Конечно, главнокомандующий египетской армией не мог сказать об этом ни своим солдатам, ни офицерам. Напротив, он старался, как свидетельствует Мармон, поднять их дух. "Надо поднять голову выше ветров бури, и ветры будут укрощены", - говорил он. Он напоминал, что Египет был в свое время могущественной державой и что при современной науке, знаниях, технике можно во многом приумножить могущество этого государства. Но себя самого он не мог обмануть. Он мог одерживать блистательные победы над противником, мог слать в Париж реляции об успехах (хотя после катастрофической неудачи у Сен-Жан д'Акра и вынужденного отступления из Сирия они становились все сомнительнее), мог добиваться новых частичных побед, но все это не меняло сути дела. Бонапарт должен был признаться самому себе в том, что ни одна из одержанных им побед и все они вместе в создавшихся после Абукира и сирийского отступления в условиях, когда армия оказалась полностью отрезанной от Франции, не могут привести к выигрышу.

Армия таяла - от сражений от чумы, от болезней, от климата Особенно опустошительные потери принесла чума Она уносила тысячи жизней и, несмотря на все принимаемые командованием меры, остановить эту смертоносную эпидемию было невозможно Вести о страшной болезни косящей французскую армию проникли в иностранную печать о ней сообщали русские газеты.

В завоеванных землях Египта Бонапарт не нашел поддержки ни у одной социальной группы местного населения. Он мог рассчитывать только на силу оружия. Но несмотря на жестокие репрессии французских войск, а может быть вследствие их, восстания арабских племен разгорались все сильнее. В бесконечных сражениях с восставшими французская армия несла урон. Бонапарт продолжал слать победные донесения Директории.

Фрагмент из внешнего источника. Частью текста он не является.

PR #36, opened 2020-11-06
Zero-terminated C strings

tahina-pro:
`T field_name[:string]` 
`T field_name[:string-byte-size-at-most size]` 

where `T` is the element type, and `size` is the size in bytes (in the latter case, the input buffer will consume `size` bytes but is expected to start with a maybe shorter zero-terminated string.)

The zero terminator is automatically deduced from `T` (currently assuming that `T` is a numerical type) because I claim that it would be too heavy to mandate the user to manually specify the zero every time they want a string.


nikswamy:
Thanks! THis is very useful. 

How about using the qualifier keywords "zero-terminated-string" and "zero-terminated-string-at-most-byte-size". It's long but very explicit

src/3d/Ast.fst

Но он знал, что численный состав армии намного сократился и в перспективе потери должны были возрастать. Возглавляемая им армия шла к катастрофе, которую можно было ценой жертв и усилий отсрочить, но нельзя было избежать. И какие бы варианты он ни прикидывал, итог оставался одним и тем же: кампания проиграна, армия идет к гибели, и Египет придется очищать, и спасения от этого нет.

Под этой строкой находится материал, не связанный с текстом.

PR #40, opened 2021-01-22
3d support for big-endian unsigned integers

tahina-pro:
Both big-endian and little-endian unsigned integers are already supported in LowParse and QuackyDucky, but only little-endian unsigned integers are supported in 3d currently. This PR extends support for big-endian unsigned integers to 3d.

In 3d, `UINT16`, `UINT32` and `UINT64` are little-endian unsigned integers, and now, thanks to this PR, `UINT16BE`, `UINT32BE`, `UINT64BE` are big-endian unsigned integers.

To add such support, it was necessary to extend 3d: while I added such types in the surface syntax, I didn't need to add new integer types in the AST. Indeed, from my understanding, for leaf types, the names of the parsers, validators and readers from `src/3d/prelude` are inferred from the surface syntax rather than the AST. @nikswamy Please comment and correct me if I'm wrong.

Then, reusing the same AST integer types for big-endian and little-endian integers allows me to seamlessly cast between one another.

I accordingly added a test in `src/3d/tests/Arith.3d`.


tahina-pro:
I don't know why 70c37c67fb5e4a7131322f29c5419f6d1e78401b is not appearing here, it should

tahina-pro:
> I don't know why [70c37c6](https://github.com/project-everest/everparse/commit/70c37c67fb5e4a7131322f29c5419f6d1e78401b) is not appearing here, it should

Finally that commit did appear, but only after I pushed an empty commit.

Существует документ, давно известный науке, не на который почти не обращали внимания. Это инструкция Бонапарта генералу Клеберу, назначенному им главнокомандующим Восточной армией, от 4 фрюктидора VII года (22 августа 1799 года), переданная ему уже после того, как корабль увозил во Францию Бонапарта.

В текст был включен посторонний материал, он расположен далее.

PR #42, opened 2021-02-05
Nik check dep exists

nikswamy:
Given 

```
typedef A.t At
```
where A is unbound, this now fails with

```
.\Constants.3d:(15,9): (Error) Dependency not found: A
```

### DIFF
--- a/src/3d/Deps.fst
+++ b/src/3d/Deps.fst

В этой инструкции Бонапарт сначала успокаивает Клебера: он уверяет, что нет сомнений в том, что прибытие французской эскадры из Бреста и испанской эскадры в Карфаген обеспечит армию в Египте ружьями, военным снаряжением и живой силой, "достаточной для восполнения потерь".

Но сразу же вслед за этой утешительной перспективой Бонапарт переходил к главному: "Если же вследствие неисчислимых непредвиденных обстоятельств все усилия окажутся безрезультатными и вы до мая месяца не получите ни помощи, ни известий из Франции и если, несмотря на все принятые меры, чума будет продолжаться и унесет более полутора тысяч человек… вы будете вправе (Vous etes autorise) заключить мир с Оттоманской Портой, даже если главным условием его будет эвакуация Египта".

В этих двух последних словах и было главное. Дав полномочия Клеберу заключить с Турцией мир на условиях эвакуации Египта, Бонапарт тем самым признавал, что кампания проиграна. В сущности все остальное не имело значения. Во всей этой пространной инструкции, написанной на нескольких страницах и состоящей из многих сотен слов, реальное значение имели только два слова, уничтожающие все остальные: эвакуация Египта.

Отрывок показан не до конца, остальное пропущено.